Suite de l’interview de Blanche Streb, directrice de la formation et de la recherche d’Alliance Vita, auteur du livre Bébés sur mesure, le monde des meilleurs.
Corpsféminin.com : La Gestation Pour Autrui (GPA), est-ce vraiment altruiste ?
Blanche Streb : Altruiste ne veut pas dire éthique. Cette pratique est très grave, elle entre dans un marché procréatif mondialisé qu’on peut largement qualifier de régression pour l’humanité, voire d’ « esclavagisme moderne ». Pour la philosophe Sylviane Agacinski, « Parler de GPA éthique, c’est aussi absurde que de parler d’esclavage éthique »… La GPA n’est ni plus ni moins qu’une convention par laquelle une femme s’engage à devenir enceinte et à accoucher d’un enfant qu’elle remettra dès sa naissance à des commanditaires. C’est une mainmise sur le corps et le psychisme féminin. C’est une négation de l’importance de la grossesse dans la construction d’une personne. Et c’est un abandon programmé d’enfant, en somme, un préjudice qu’on lui impose, et que cela soit gratuit ou payant ne change rien au problème…

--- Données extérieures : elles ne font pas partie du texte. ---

PR #625, opened 2026-08-08
fix(test): a Redis logical db per package, and a run that refuses to wrap

dungbanguyen:
The lane gives every package private state on three axes — its own clone
database, its own MinIO bucket, its own Redis logical db. The Redis one had
quietly stopped holding.

The mapping was `1 + (idx-1) % 15`, so it wrapped. With 28 packages, package 16
lands on the same db as package 1, and the two can run at the same time.

## Why a shared db is not just contention

`platform/events` and `overlaybudget/budgettest` both `FLUSHDB` between tests. A
collision wipes the other package's keys mid-test, and the failure lands wherever
those keys were about to be read — with nothing pointing back at the mapping.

Corpsféminin.com : Allons-nous vers un « avenir sans sexe » où la fabrication des bébés serait confiée à des experts ?
B. S. : C’est une possibilité que j’expose dans mon livre, en effet. Allons-nous vers « un avenir sans sexe », où la fabrication des bébés, coupée de toute relation sexuelle, serait confiée à des experts ayant accès à des banques de gamètes, maniant des gamètes artificiels et des cellules-souches, les sélectionnant et les combinant en éprouvette après quelques savants calculs ou algorithmes, et où le sexe ne serait plus réservé qu’à la jouissance ? Protéger notre droit de faire nos bébés sous la couette, voilà peut-être la prochaine révolution sexuelle qu’il nous faudra mener !
Corpsféminin.com : En quoi l’acceptation de ses limites peut-il devenir une libération ?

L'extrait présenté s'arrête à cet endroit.